Electricity can be generated from sunlight using mirrors to concentrate solar energy to heat a fluid, which then creates steam to turn a turbine to produce electricity. Electricity can also be generated directly from photovoltaic panels.
Concentrated solar thermal energy plants are large utility owned installations. There are three varieties. One has a large array of two axis tracking mirrors that reflect solar energy onto a receiver mounted on a tower (Figure 32.1). The high temperature fluid is then used to create steam to drive electric generators (Gore 2009, 64). The Ivanpah Valley, California solar tower power plant has 173,500 computer controlled mirrors focusing solar energy on a receiver at the top of a 46 story tower. Water is heated to 1,000 degrees Fahrenheit, creating steam to generate electricity. Enough electricity will be generated to power 140,000 homes (Bernstein 2014). Another method of concentrating solar energy is an array of linear parabolic reflectors that focus the Sun’s energy on a pipe filled with a specially designed fluid. This heat is then used to generate steam in a heat exchanger. The steam is used to generate electricity. The parabolic trough can be a smooth parabolic mirror or it can be made from many flat mirrors arranged in a parabolic shape. The third method involves a parabolic dish mirror that tracks the sun focusing solar heat on a receiver attached to the mirror dish. The heat generated is used by a Stirling Engine to generate electricity (Gore 2009, 64).
FIGURE 32.1 A solar tower power plant in Daggett, California.
Source: Wikimedia Commons, Attribution-Share Alike 3.0, Photo by Kjkolb 2003.
FIGURE 32.2 Photovoltaic panels produce electricity directly from the Sun by exciting electrons in the photovoltaic material.
Traditional photovoltaic panels are made from silicon (Figure 32.2). A thin top layer has a small amount of phosphorous in it, which supplies extra electrons. Silicon has four valance electrons. Phosphorous has five valance electrons. A thicker lower layer has a little boron in the silicon. Boron has three valance electrons. Thus the upper level has a slight negative charge and the lower level has a slight positive charge. Because of the slight deficit of electrons in the lower level, the electrons have more room to move around and have slightly more energy than the electrons in the upper level. Where the two layers join together there is a resistance to the passing of electrons. Sunlight comes through the thin upper layer and excites the electrons in the lower layer enough so they can jump across the boundary between the two layers. This creates an excess charge in the upper layer, which is collected and sent through circuits to provide electricity to a use (Strong and Scheller 1993, 15–18). Photovoltaic panels produce direct current. Most household and com mercial appliances and the utility grid use alternating current; thus, a solid state controller is necessary to produce alternating current.
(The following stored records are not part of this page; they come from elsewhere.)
Issue #3017, opened 2019-10-18
It takes two "Revoke" clicks to actually revoke device access


rlr:
## Description

When I go to the FxA settings page to revoke access, it takes two clicks of the Revoke button to actually revoke.

### Steps to reproduce

- Sign into a site/app that uses FxA. https://monitor.firefox.com/ for example
- Go to https://accounts.firefox.com/settings
- Expand "Devices & apps"
- Click "Revoke" button for the site. "Firefox Monitor Last active a few seconds ago", for example.
- Click the "Refresh status" button below. The site revoked reappears.
- Click "Revoke button again". Now it's gone for good.

Screen recording: https://cl.ly/e8a6daf57bb6

### Expected result

It should take one click to revoke a site.

### Actual result

It takes two clicks

### Environment

I've  consistently seen this on stage and prod.

rlr:
I *think* I only see this when I've access the site recently. If I was a gambler, I'd bet one revoke click is revoking the access_token and the next click is revoking the refresh_token.

clouserw:
See also https://bugzilla.mozilla.org/show_bug.cgi?id=1589463

rfk:
Thanks for the report!

> If I was a gambler, I'd bet one revoke click is revoking the access_token and the next click is
> revoking the refresh_token.

I suspect it's the opposite - the first click is revoking the refresh_token but leaving active access_tokens in the db. The second click destroys the access tokens and removes the client from the list entirely.

Addressing https://github.com/mozilla/fxa/issues/1249 would fix this issue, but involves a migration on the oauth `tokens` table (so that we can know which refresh_token was used to generate a particular access_token), and I get the impression we're a bit hesitant about doing those at the moment...

juliemccracken:
Made this a blocker after discussion in this morning's SubPlat meeting. Let's see what needs to be done about this.

shane-tomlinson:
Caused by #2480 and #1249

davismtl:
Are #2584 and #1802 related?

rfk:
> Are #2584 and #1802 related?

I don't believe so.

shane-tomlinson:
Basic idea outlined in https://github.com/mozilla/fxa/issues/1249#issuecomment-544720161. I'm happy to do this tomorrow, unless someone beats me to it.

Issue #1249, opened 2019-05-23
Destroying a `refresh_token` should destroy all `access_tokens` that were created from it


rfk:
Ref https://github.com/mozilla/blurts-server/issues/992#issuecomment-495366822

If an RP destroys their refresh token, they might still have some active access tokens, and hence might still show up in the "devices and apps" list despite considering themselves "signed out".

It seems reasonable to me that destroying a `refresh_token` should also destroy any `access_tokens` that were created from it.

Implementing this would be complicated by two things:
* We don't currently link access tokens back to their originating refresh token, if any
* We're trying to reduce the lifetime of access tokens, and if the lifetime gets sufficiently small, perhaps there's no benefit to explicitly revoking them at all.

shane-tomlinson:
I thought this was mentioned in the spec too.

> We're trying to reduce the lifetime of access tokens, and if the lifetime gets sufficiently small, perhaps there's no benefit to explicitly revoking them at all.

I doubt we'll drop the default below 24 hours any time soon, so revoking will still be beneficial. There is already [confusion around what revoking OAuth credentials means](https://github.com/mozilla/fxa/issues/1203), anything we can do to minimize surprises is beneficial.

groovecoder:
FWIW I've got a PR to fix the issue for Monitor by revoking both access tokens when someone removes Firefox Monitor. https://github.com/mozilla/blurts-server/pull/999 So, no big pressure from our side.

rfk:
Hrm, I'll probably need to figure something out for this as part of #1262 because otherwise disconnecting a refresh-token client will not work correctly.

shane-tomlinson:
Now that access token pruning takes place and the tokens table, adding new columns to the table shouldn't be too difficult. We could of course add a new table with the bindings too.

rfk:
Would it be unreasonable for destroying a refresh token to destroy *all* access tokens for the associated `client_id`? That risks destroying tokens held by other instances of the same client, but they should be prepared to handle those tokens being invalidated anyway and just generate some new ones.

shane-tomlinson:
> Would it be unreasonable for destroying a refresh token to destroy all access tokens for the associated client_id?

I'm not sure about this, it feels sloppy and like it pushes work onto RPs that we should be doing ourselves.

shane-tomlinson:
> I'm not sure about this, it feels sloppy and like it pushes work onto RPs that we should be doing ourselves.

[...]

PR #3062, opened 2019-10-22
refactor(db): Remove the memory DB in the OAuth server.

shane-tomlinson:


shane-tomlinson:
We've talked about it and lazy me pulled the trigger. I was making an update to the MySQL DB today for #1249, #3017 and didn't want to update the memory DB.

@dannycoates - whatcha think?

dannycoates:
TODO port to #2757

Photovoltaic panels lend themselves to distributed use. They can be mounted in small, medium, or large arrays almost anywhere (Gore 2009, 68). When a utility grid is available the most straightforward method of storing excess electricity production during the day is to send the extra electricity back into the electric grid. If the utility grid is not available, then batteries are necessary to store electricity generated during the day for use at night or during cloudy weather. Batteries are sized by determining the amp hours they need to deliver. Amp hours are calculated by dividing the watt hours of energy required by the building per day by the voltage of the system and battery bank. Often this is 24 volts. The amp hours per day are multiplied by the number of days of storage required and by a 1.2 discharge factor since batteries can only discharge 80 percent of their total charge (Grondzik et al. 2010, 1342).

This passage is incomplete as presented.